• _About this task_
Below are several entries. Transcribe exactly those lines that fall from the one with "have two URLs?" through the one with "case you do", end lines included.

--- --- ---

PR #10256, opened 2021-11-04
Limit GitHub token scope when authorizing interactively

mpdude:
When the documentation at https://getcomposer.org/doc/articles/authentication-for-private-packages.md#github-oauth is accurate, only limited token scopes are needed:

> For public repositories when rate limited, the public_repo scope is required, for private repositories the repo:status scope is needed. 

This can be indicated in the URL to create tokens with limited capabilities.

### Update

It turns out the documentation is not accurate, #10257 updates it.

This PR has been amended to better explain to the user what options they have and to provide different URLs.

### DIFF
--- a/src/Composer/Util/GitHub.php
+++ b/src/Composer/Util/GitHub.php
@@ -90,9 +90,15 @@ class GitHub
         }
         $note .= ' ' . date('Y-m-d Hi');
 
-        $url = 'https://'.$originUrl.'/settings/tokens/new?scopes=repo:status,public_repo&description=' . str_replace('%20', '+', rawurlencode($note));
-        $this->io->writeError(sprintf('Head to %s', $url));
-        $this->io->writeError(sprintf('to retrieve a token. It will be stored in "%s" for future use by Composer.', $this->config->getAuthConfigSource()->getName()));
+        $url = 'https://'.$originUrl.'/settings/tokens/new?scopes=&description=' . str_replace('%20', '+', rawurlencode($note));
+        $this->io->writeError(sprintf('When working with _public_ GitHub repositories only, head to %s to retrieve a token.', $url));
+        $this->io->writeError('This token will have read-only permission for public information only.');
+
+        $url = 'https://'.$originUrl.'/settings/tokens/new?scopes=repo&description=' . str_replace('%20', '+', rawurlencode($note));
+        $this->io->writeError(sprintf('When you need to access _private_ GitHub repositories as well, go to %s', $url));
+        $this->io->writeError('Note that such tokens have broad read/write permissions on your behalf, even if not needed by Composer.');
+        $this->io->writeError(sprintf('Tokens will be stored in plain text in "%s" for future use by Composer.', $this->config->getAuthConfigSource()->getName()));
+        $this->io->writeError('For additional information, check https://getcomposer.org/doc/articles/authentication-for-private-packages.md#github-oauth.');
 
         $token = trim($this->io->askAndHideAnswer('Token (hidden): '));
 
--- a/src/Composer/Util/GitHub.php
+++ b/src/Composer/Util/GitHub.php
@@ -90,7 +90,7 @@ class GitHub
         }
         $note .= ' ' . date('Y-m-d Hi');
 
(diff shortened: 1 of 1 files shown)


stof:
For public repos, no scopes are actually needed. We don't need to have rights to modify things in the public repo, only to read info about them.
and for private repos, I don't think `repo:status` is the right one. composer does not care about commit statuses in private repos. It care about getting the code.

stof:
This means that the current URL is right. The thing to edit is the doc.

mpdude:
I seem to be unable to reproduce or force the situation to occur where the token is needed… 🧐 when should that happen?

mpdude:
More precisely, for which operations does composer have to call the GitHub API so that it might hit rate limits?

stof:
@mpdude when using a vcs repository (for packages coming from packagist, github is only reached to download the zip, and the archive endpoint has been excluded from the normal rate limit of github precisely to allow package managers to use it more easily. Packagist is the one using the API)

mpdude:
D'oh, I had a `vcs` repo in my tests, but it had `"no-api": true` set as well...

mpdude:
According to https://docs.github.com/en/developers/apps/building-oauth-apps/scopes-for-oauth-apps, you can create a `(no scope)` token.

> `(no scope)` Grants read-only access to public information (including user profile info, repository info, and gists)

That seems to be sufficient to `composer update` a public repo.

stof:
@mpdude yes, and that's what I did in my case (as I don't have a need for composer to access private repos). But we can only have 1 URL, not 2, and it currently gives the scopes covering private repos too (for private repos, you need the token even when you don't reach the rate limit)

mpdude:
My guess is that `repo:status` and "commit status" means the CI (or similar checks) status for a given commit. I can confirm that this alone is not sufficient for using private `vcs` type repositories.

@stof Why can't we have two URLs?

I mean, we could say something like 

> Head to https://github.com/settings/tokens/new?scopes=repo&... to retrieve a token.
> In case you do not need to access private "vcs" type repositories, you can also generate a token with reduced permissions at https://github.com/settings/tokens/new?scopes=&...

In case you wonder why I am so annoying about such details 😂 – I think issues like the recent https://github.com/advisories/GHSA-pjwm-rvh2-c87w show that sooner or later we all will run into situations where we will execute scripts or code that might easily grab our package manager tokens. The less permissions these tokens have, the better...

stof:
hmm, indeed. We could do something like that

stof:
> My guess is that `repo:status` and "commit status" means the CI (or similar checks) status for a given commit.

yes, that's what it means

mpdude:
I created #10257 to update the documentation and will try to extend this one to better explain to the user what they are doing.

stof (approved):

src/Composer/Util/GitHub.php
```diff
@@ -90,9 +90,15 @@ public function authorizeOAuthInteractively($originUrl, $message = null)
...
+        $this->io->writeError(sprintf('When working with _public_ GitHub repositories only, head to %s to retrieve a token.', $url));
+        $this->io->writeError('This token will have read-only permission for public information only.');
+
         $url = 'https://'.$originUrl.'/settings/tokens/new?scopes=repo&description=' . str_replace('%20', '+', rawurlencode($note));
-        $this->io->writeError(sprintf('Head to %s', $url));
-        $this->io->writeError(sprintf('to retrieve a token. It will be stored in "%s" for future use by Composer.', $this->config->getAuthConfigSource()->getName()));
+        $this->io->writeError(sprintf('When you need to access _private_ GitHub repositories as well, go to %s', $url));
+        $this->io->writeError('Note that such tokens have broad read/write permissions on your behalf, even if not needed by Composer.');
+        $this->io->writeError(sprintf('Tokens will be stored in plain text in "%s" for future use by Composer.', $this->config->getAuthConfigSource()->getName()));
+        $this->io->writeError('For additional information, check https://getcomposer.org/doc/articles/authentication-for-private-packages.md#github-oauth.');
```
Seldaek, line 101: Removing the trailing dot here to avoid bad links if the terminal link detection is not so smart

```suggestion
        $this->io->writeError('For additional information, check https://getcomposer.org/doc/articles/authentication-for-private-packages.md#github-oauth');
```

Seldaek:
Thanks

--- --- ---

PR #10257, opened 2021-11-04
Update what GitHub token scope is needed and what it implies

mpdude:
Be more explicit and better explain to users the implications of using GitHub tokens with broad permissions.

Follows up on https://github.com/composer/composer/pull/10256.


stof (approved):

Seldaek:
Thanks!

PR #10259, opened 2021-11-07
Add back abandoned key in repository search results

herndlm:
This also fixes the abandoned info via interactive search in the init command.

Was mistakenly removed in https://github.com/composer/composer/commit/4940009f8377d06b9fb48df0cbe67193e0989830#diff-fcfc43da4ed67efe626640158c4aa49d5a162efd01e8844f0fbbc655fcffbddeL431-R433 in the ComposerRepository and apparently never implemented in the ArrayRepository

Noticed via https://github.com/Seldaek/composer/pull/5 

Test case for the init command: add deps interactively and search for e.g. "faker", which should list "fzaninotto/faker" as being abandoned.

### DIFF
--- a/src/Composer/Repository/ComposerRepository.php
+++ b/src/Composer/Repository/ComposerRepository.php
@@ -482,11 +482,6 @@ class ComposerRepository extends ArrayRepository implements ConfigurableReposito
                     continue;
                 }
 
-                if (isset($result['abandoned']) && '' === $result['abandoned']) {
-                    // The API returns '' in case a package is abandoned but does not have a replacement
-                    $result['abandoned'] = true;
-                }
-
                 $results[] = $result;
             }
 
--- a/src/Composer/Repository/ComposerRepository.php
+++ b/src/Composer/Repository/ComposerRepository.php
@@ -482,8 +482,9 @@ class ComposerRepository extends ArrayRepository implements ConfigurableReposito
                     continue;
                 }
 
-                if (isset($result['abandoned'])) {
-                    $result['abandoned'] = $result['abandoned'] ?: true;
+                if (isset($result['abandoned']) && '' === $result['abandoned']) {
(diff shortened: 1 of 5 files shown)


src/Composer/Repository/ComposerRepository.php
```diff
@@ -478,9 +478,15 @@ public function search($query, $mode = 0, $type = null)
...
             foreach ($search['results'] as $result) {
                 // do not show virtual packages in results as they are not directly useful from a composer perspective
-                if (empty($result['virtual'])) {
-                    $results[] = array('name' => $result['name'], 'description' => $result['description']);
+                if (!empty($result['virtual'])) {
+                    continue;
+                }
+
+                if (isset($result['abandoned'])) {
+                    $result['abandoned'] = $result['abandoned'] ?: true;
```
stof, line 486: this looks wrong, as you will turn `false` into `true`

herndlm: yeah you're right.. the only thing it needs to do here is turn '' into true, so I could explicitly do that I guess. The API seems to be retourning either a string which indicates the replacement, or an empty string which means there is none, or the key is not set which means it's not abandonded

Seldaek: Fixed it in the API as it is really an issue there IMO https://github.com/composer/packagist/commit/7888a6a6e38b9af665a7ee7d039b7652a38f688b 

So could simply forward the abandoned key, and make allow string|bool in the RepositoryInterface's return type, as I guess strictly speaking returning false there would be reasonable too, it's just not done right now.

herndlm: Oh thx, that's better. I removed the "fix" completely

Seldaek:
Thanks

--- --- ---

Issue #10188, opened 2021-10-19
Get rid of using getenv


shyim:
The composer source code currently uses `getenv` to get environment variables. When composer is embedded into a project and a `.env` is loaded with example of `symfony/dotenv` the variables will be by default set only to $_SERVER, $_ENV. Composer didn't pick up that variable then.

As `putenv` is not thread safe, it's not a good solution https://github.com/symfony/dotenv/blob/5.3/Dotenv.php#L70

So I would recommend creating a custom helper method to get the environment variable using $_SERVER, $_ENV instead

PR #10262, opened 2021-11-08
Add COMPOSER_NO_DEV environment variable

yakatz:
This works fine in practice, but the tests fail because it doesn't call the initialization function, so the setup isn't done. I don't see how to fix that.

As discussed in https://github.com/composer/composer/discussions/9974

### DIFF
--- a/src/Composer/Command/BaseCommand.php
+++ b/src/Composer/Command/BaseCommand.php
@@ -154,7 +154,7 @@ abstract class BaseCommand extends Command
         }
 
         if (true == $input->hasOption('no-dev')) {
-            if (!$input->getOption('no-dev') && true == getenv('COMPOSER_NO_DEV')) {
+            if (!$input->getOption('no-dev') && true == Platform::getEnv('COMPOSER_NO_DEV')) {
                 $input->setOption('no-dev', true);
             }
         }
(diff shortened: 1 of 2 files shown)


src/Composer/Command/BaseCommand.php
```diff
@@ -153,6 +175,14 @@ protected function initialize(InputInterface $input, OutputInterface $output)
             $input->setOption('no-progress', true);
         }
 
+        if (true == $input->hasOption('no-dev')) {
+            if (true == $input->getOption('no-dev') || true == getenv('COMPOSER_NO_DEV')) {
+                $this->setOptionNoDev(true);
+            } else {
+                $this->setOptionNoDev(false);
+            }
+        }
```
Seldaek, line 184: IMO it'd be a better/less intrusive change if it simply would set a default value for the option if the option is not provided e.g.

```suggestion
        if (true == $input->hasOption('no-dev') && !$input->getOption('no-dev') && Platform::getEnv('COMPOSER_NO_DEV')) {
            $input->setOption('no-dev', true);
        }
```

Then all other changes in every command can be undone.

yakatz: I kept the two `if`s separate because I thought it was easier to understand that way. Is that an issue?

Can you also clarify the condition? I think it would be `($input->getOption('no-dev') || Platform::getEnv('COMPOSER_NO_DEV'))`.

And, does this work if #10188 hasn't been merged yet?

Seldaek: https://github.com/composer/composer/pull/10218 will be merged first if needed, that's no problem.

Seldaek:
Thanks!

--- --- ---

• _Response to this task_
@stof Why can't we have two URLs?

I mean, we could say something like 

> Head to https://github.com/settings/tokens/new?scopes=repo&... to retrieve a token.
> In case you do not need to access private "vcs" type repositories, you can also generate a token with reduced permissions at https://github.com/settings/tokens/new?scopes=&...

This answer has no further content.